• _Working data_:
--

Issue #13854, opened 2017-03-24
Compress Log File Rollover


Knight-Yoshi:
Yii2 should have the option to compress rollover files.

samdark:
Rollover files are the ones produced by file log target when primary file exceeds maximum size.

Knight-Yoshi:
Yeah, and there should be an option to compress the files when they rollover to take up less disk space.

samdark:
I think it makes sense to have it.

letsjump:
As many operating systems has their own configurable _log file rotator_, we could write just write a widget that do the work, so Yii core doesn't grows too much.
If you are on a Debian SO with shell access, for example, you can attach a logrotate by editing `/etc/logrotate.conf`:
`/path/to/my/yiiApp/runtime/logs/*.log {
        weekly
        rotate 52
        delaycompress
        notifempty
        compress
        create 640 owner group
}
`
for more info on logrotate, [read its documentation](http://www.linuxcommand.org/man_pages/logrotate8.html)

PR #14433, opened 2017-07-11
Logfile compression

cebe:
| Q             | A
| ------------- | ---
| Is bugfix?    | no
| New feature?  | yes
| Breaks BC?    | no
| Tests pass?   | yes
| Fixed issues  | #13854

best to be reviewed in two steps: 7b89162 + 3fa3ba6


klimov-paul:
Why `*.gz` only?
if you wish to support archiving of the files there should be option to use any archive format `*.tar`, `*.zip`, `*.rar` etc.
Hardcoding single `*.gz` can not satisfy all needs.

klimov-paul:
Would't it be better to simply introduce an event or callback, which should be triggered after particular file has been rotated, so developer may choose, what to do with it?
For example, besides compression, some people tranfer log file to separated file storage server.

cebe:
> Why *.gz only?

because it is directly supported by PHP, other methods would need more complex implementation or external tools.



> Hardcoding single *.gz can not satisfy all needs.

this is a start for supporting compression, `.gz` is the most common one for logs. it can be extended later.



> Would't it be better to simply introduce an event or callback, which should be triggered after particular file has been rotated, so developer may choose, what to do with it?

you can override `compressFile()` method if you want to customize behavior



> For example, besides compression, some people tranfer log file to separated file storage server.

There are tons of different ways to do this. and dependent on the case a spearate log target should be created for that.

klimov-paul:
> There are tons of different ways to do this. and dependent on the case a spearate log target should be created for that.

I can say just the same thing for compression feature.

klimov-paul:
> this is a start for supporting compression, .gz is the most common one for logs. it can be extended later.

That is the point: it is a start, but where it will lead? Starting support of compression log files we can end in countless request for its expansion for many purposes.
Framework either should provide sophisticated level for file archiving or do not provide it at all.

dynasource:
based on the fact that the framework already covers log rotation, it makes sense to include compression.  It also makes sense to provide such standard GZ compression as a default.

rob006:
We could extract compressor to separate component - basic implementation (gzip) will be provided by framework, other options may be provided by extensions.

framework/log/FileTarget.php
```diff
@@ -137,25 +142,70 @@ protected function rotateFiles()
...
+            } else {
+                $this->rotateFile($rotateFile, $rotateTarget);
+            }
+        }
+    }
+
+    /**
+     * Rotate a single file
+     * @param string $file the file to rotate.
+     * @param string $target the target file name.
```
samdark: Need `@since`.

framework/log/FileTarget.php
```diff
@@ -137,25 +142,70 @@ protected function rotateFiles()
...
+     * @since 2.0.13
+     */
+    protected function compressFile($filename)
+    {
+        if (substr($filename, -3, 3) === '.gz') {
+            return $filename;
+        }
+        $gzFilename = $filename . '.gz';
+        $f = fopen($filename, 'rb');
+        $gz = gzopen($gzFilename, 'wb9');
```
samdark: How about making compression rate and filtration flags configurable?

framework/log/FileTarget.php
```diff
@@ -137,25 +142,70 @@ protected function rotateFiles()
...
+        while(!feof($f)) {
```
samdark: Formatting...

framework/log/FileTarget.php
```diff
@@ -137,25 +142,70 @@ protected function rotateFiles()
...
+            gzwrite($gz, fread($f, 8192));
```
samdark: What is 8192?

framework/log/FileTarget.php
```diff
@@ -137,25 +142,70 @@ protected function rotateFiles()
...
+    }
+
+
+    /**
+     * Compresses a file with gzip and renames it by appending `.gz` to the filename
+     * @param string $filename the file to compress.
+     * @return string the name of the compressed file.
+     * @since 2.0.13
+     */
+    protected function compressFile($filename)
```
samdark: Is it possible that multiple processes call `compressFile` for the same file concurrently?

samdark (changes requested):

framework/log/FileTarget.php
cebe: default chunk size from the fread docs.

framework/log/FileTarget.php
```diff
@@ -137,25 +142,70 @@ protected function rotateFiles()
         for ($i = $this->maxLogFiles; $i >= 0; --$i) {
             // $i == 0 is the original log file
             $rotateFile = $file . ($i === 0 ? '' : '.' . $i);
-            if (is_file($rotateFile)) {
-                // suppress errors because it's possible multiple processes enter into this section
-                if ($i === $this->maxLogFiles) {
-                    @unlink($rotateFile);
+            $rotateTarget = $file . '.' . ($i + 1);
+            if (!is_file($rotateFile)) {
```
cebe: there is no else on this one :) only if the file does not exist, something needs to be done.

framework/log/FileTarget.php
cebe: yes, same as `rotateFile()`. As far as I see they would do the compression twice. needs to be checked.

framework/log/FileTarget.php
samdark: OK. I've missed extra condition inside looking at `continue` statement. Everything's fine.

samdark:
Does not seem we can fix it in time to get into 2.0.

--

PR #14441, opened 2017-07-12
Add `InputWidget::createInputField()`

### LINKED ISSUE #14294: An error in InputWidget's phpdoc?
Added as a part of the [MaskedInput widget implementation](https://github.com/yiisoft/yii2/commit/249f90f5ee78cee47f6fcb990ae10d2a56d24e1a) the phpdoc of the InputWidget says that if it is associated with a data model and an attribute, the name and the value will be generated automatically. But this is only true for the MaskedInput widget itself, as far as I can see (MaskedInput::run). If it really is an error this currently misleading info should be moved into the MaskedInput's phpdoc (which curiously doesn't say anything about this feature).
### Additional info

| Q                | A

--

• _What you are asked to do_: Where in the records above does the word "same" appear? Copy each line that holds it.

• _Output below_:
I can say just the same thing for compression feature.
samdark: Is it possible that multiple processes call `compressFile` for the same file concurrently?
cebe: yes, same as `rotateFile()`. As far as I see they would do the compression twice. needs to be checked.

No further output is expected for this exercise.